━━━ RECORDS FOR THE EXERCISE
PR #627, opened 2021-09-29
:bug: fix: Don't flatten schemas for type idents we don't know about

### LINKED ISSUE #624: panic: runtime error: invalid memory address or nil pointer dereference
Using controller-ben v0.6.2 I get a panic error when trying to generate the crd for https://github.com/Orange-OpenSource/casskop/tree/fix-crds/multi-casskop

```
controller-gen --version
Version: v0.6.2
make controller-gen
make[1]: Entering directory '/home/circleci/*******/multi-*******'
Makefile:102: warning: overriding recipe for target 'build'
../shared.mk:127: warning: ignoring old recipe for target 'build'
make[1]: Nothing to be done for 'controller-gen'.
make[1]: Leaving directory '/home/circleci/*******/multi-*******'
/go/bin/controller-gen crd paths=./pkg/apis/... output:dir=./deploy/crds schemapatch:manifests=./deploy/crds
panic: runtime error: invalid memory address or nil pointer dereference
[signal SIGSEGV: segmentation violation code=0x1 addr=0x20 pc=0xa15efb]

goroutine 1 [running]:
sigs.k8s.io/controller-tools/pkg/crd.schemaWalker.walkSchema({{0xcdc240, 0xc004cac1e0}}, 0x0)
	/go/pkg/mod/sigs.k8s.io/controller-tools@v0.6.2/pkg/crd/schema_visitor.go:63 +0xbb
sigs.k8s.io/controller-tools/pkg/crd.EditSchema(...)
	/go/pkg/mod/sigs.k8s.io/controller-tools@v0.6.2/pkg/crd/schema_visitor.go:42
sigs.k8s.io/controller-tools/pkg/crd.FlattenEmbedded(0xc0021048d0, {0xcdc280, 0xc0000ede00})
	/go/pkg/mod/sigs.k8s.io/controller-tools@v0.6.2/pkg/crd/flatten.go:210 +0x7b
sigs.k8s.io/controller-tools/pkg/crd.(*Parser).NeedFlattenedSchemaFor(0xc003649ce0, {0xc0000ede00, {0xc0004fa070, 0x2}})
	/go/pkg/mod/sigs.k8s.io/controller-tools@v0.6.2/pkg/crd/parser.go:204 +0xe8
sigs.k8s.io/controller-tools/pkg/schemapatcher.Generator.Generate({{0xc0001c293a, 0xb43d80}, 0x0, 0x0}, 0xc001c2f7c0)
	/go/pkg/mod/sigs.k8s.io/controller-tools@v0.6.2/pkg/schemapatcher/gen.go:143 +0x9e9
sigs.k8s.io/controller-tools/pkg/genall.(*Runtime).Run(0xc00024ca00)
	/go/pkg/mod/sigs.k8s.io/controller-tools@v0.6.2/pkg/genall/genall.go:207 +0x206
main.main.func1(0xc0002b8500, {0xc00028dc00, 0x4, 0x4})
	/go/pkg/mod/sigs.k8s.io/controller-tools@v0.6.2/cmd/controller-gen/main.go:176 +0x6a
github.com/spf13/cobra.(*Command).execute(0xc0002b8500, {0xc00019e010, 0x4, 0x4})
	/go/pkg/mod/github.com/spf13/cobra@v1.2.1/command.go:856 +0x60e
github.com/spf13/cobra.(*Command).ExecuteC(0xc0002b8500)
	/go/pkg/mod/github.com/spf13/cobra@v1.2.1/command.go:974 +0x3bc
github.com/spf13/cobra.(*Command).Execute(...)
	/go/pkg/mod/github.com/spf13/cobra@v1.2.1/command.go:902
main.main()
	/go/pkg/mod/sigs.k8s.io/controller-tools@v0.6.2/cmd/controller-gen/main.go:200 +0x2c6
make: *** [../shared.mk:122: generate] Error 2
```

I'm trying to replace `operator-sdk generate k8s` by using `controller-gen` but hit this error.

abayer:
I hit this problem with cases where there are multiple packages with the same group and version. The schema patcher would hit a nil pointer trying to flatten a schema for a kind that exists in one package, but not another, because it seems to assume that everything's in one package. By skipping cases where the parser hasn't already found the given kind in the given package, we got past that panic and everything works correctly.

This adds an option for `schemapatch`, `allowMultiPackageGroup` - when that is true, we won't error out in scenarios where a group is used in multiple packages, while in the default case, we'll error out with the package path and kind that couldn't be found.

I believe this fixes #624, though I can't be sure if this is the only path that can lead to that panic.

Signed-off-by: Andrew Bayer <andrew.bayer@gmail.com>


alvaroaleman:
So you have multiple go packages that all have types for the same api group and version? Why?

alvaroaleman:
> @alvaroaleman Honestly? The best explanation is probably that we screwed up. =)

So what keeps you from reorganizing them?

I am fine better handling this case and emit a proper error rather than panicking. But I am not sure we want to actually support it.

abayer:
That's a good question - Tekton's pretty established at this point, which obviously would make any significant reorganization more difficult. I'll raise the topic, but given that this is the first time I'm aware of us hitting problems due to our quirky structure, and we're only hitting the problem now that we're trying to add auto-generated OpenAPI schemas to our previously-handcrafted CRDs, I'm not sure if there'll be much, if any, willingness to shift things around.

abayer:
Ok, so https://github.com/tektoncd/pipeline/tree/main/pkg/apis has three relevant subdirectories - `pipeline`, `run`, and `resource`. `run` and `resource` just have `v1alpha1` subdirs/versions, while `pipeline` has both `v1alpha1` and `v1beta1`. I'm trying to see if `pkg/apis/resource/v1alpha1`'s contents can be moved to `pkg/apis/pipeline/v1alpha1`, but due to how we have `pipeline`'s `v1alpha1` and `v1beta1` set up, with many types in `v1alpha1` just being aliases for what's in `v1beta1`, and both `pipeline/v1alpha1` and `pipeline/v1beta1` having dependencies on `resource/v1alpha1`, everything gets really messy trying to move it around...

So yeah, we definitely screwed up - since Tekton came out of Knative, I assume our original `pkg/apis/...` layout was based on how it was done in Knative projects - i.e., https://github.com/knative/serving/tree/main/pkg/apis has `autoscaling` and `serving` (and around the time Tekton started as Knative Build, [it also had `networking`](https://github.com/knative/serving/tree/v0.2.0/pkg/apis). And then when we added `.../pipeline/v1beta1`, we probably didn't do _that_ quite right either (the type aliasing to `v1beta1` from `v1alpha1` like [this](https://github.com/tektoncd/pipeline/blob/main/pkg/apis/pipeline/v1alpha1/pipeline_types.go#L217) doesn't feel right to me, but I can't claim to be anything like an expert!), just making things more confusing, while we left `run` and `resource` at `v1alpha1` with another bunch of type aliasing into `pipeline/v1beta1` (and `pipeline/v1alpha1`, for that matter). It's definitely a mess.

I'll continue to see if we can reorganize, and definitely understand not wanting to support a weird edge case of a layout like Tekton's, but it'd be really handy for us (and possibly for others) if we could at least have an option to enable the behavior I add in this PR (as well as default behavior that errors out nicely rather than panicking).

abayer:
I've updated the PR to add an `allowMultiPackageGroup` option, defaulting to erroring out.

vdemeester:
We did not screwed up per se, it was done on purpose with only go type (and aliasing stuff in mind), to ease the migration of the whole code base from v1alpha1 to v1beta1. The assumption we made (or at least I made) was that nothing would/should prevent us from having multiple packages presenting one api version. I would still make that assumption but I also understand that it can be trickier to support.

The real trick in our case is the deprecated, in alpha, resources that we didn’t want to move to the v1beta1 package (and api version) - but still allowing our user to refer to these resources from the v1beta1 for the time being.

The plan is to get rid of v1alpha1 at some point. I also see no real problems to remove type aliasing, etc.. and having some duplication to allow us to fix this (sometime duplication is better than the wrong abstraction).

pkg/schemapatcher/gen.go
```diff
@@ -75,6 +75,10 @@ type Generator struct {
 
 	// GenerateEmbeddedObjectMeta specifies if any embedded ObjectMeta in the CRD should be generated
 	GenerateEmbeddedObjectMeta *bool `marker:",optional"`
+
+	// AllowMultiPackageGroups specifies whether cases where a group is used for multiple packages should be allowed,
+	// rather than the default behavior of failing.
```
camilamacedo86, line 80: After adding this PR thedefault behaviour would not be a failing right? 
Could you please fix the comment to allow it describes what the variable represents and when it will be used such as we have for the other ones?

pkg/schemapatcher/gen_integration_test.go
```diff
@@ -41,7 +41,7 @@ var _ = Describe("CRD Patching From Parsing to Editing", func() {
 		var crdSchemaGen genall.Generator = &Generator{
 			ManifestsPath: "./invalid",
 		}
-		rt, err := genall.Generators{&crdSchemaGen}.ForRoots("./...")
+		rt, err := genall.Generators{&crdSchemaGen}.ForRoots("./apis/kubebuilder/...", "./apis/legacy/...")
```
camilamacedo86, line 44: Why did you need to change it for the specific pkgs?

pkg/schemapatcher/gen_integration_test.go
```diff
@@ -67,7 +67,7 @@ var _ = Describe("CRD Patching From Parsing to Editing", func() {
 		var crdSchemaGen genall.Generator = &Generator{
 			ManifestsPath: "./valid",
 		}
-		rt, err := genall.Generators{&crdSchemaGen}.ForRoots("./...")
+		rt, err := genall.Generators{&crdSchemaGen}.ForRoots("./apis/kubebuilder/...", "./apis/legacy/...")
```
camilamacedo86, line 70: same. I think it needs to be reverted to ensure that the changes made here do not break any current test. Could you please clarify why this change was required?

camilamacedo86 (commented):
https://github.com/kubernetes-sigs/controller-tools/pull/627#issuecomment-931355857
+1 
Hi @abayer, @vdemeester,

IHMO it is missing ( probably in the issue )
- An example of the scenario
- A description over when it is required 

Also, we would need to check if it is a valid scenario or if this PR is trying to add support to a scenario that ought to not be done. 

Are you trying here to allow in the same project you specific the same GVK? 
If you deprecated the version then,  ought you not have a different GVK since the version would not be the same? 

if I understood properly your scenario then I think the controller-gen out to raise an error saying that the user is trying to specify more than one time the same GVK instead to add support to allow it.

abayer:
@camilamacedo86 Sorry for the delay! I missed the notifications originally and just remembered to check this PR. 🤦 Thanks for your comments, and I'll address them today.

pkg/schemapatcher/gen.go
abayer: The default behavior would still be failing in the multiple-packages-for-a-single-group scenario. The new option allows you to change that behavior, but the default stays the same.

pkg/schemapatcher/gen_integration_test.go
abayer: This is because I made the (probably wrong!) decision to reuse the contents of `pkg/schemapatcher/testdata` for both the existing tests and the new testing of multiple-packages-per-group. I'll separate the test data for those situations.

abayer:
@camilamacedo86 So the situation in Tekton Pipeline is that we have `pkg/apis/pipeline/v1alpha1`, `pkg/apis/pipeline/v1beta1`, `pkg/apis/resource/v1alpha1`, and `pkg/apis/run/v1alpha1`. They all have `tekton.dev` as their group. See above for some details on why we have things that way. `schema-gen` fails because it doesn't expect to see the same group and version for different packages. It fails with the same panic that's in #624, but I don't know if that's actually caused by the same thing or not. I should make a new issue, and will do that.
━━━━━━
## WORK REQUEST
Only the lines holding the string "memory" are needed; copy each of them from the material above.

## RESPONSE AREA
### LINKED ISSUE #624: panic: runtime error: invalid memory address or nil pointer dereference
panic: runtime error: invalid memory address or nil pointer dereference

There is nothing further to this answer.